··· SUPPLIED MATERIAL

PR #17702, opened 2023-08-18
DOC-3071: pkg/server: Add last modified timestamp and coordinator ID to /jobs

florence-crl:
Addresses: DOC-3071

Updated Jobs pages for Cloud and DB Consoles, renamed Modified Timestamp to Last Modified Timestamp with updated images.


gemma-shay (approved):
lgtm! sorry for delay

PR #17755, opened 2023-08-25
Update data domiciling docs

rmloveland:
Fixes:

- DOC-7796
- DOC-7812

Summary of changes:

- Update 'Data Domiciling with CockroachDB' as follows:

  - Add a (default) option to use the `ALTER DATABASE ... ADD SUPER REGION` statement

  - Retain the (NON-default) instructions to use `ALTER DATABASE ... PLACEMENT RESTRICTED` in part because those instructions also work and are already vetted.  Also, having more ways to do a thing is usually good.

  - Update the instructions on checking for noncompliant replicas to use the HTTP-based 'critical nodes status endpoint' instead of the now-very-deprecated and non-working SQL replication reports.

  - Also, update the example cluster setup to be a secure cluster, such that using the critical nodes status endpoint shows an example of how to get an authentication cookie (of which there is currently only one in our entire doc set, unless I'm missing something).


src/current/v23.1/data-domiciling.md
```diff
@@ -80,90 +135,238 @@ ALTER DATABASE movr ADD REGION "us-west1";
...
+
+To ensure that data on EU-based users, vehicles, etc. from [`REGIONAL BY ROW` tables]({% link {{ page.version.version }}/regional-tables.md %}#regional-by-row-tables) is stored only on EU-based nodes in the cluster, you can use [Super regions]({% link {{ page.version.version }}/multiregion-overview.md %}#super-regions). This will ensure that [regional tables]({% link {{ page.version.version }}/table-localities.md %}#regional-tables) and [regional by row tables]({% link {{ page.version.version }}/table-localities.md %}#regional-by-row-tables) whose [home regions]({% link {{ page.version.version }}/table-localities.md %}) are in the super region will have all of their [replicas]({% link {{ page.version.version }}/architecture/overview.md %}#architecture-replica) stored _only_ in regions that are members of the super region.
+
+To use this statement, you must set the `enable_super_regions` [session setting]({% link {{ page.version.version }}/set-vars.md %}) or the [`ALTER ROLE ALL SET sql.defaults.multiregion_placement_policy.enabled = on` statement]({% link {{ page.version.version }}/alter-role.md %}#set-default-session-variable-values-for-all-users):
```
rafiss, line 339: nit: this should either say `ALTER ROLE ALL SET enable_multiregion_placement_policy = true` OR say `SET CLUSTER SETTING sql.defaults.multiregion_placement_policy.enabled = true`.

(sql.defaults.multiregion_placement_policy.enabled is the cluster setting which controls the default value for the enable_multiregion_placement_policy session setting)

but also, is `enable_multiregion_placement_policy` even the right setting here? that controls the PLACEMENT syntax. perhaps you meant to use `SET CLUSTER SETING sql.defaults.super_regions.enabled = true`?

rafiss (approved):
i didn't verify each command myself, but all the information and instructions lgtm! just had one nit

src/current/v23.1/data-domiciling.md
rmloveland: Ah you're right the only setting in this example should be `enable_super_regions`, I think this was a copypasta error on my part

I have updated this sentence to recommend doing `ALTER ROLE ALL SET enable_super_regions = on`, and removed mention of that other cluster setting which was incorrect for super regions

(aside: I have also updated this PR to add some simple docs on the session variables page for `enable_super_regions` since we did not have any there (probably b/c this was experimental or something when first added moons ago)

rmloveland: PS thanks for the review @rafiss !!!!

dikshant (changes requested):
Can we also leave a note about users can't store PII in columns that are part of an index if they want data to not be domiciled in incorrect regions.

src/current/v23.1/data-domiciling.md
```diff
@@ -15,10 +15,12 @@ Using CockroachDB as part of your approach to data domiciling has several limita
...
+    1. [`ALTER DATABASE ... PLACEMENT RESTRICTED`]({% link {{ page.version.version }}/alter-database.md %}#placement) statement, which constrains the voting and non-voting replicas for a partition or table to be stored in only the [home regions]({% link {{ page.version.version }}/multiregion-overview.md %}#table-localities) associated with those rows or tables. This statement has the limitation that it will not work for databases that are set up with [region survival goals]({% link {{ page.version.version }}/multiregion-survival-goals.md %}#survive-region-failures).
```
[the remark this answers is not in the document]
rmloveland: SGTM - I added a bunch of **Recommended** and **Not recommended** text to the descriptions of each throughout the document.  I also added a note to the effect that "most users should use ADD SUPER REGION due to limitations of PLACEMENT RESTRICTED.  The documentation for PLACEMENT RESTRICTED is to preserve backwards compatibility" or similar

PTAL and let me know what you think!

src/current/v23.1/data-domiciling.md
```diff
@@ -29,17 +31,70 @@ This page assumes you are already familiar with:
...
+Then, as part of implementing a data domiciling strategy, you will apply restricted replica settings in [Step 4](#step-4-apply-stricter-replica-placement-settings) using one of the following statements:
 
-{{site.data.alerts.callout_info}}
-{% include {{page.version.version}}/sql/super-regions-for-domiciling-with-region-survivability.md %}
-{{site.data.alerts.end}}
+1. [`ALTER DATABASE ... ADD SUPER REGION`]({% link {{ page.version.version }}/alter-database.md %}#add-super-region): If you need to work with databases with [region survival goals]({% link {{ page.version.version }}/multiregion-survival-goals.md %}#survive-region-failures), you must use [super regions]({% link {{ page.version.version }}/multiregion-overview.md %}#super-regions).
+1. [`ALTER DATABASE ... PLACEMENT RESTRICTED`]({% link {{ page.version.version }}/alter-database.md %}#placement): If you need to work with databases with [zone survival goals]({% link {{ page.version.version }}/multiregion-survival-goals.md %}#survive-zone-failures), you can use this statement.
+
```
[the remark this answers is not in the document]
rmloveland: good point.  updated to say that SUPER REGIONS does both, but you must use SUPER REGIONS for region survival

also rephrased PLACEMENT RESTRICTED in a similar way to say that it only works for zone

rmloveland:
> Can we also leave a note about users can't store PII in columns that are part of an index if they want data to not be domiciled in incorrect regions.

AIUI we have such a note, it's the first one in the 'Limitations' section (if I'm understanding you correctly, please let me know if not):

> - When columns are [indexed]({% link {{ page.version.version }}/indexes.md %}), a subset of data from the indexed columns may appear in [meta ranges]({% link {{ page.version.version }}/architecture/distribution-layer.md %}#meta-ranges) or other system tables. CockroachDB synchronizes these system ranges and system tables across nodes. This synchronization does not respect any multi-region settings applied via either the [multi-region SQL statements]({% link {{ page.version.version }}/multiregion-overview.md %}), or the low-level [zone configs]({% link {{ page.version.version }}/configure-replication-zones.md %}) mechanism.

src/current/v23.1/data-domiciling.md
```diff
@@ -80,90 +135,240 @@ ALTER DATABASE movr ADD REGION "us-west1";
...
+{{site.data.alerts.callout_info}}
+[`ALTER DATABASE ... ADD SUPER REGION`]({% link {{ page.version.version }}/alter-database.md %}#add-super-region) does not affect the replica placement for [global tables]({% link {{ page.version.version }}/global-tables.md %}), which are designed to provide fast, up-to-date reads from all [database regions]({% link {{ page.version.version }}/multiregion-overview.md %}#database-regions).
+{{site.data.alerts.end}}
+
+</div>
+
+<div class="filter-content" markdown="1" data-scope="placement-restricted">
+
+**This method is not recommended due to limitations. It is documented for backwards compatibility. Most users should use `ALTER DATABASE ... ADD SUPER REGION`**
```
dikshant, line 363: > **This method is not recommended due to limitations. It is documented for backwards compatibility. Most users should use `ALTER DATABASE ... ADD SUPER REGION`**

Can we make this:

> **This method is not recommended and documented for backwards compatibility. Most users should use `ALTER DATABASE ... ADD SUPER REGION` which provides region survival as well as data placement.**

dikshant (approved):
LGTM! One final comment 🎉 thanks for working on this!

src/current/v23.1/data-domiciling.md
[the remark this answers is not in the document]
dikshant: Thanks!

src/current/v23.1/data-domiciling.md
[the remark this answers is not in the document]
dikshant: Thanks! I left a comment below with a slight tweak. Otherwise LGTM!

src/current/v23.1/data-domiciling.md
rmloveland: Yes, I updated that language ever so slightly to say

> **This method is not recommended, and is documented for backwards compatibility. Most users should use `ALTER DATABASE ... ADD SUPER REGION` which allows for region survival as well as providing data placement.**

shannonbradshaw:
@arulajmani can we please get a review on this? It's been open for more than a month and I'd like to give our users the benefit of these updates.

rmloveland:
FYI the contents of this PR have now been approved by Legal.  I will now take the following steps:

1. update the PR so it will merge
1. port the changes to the v23.2 docs as well
1. merge it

······

Only lines holding the string "such" are wanted; gather each one from the entries above.

→ **RESULT BELOW**:
  - Also, update the example cluster setup to be a secure cluster, such that using the critical nodes status endpoint shows an example of how to get an authentication cookie (of which there is currently only one in our entire doc set, unless I'm missing something).
AIUI we have such a note, it's the first one in the 'Limitations' section (if I'm understanding you correctly, please let me know if not):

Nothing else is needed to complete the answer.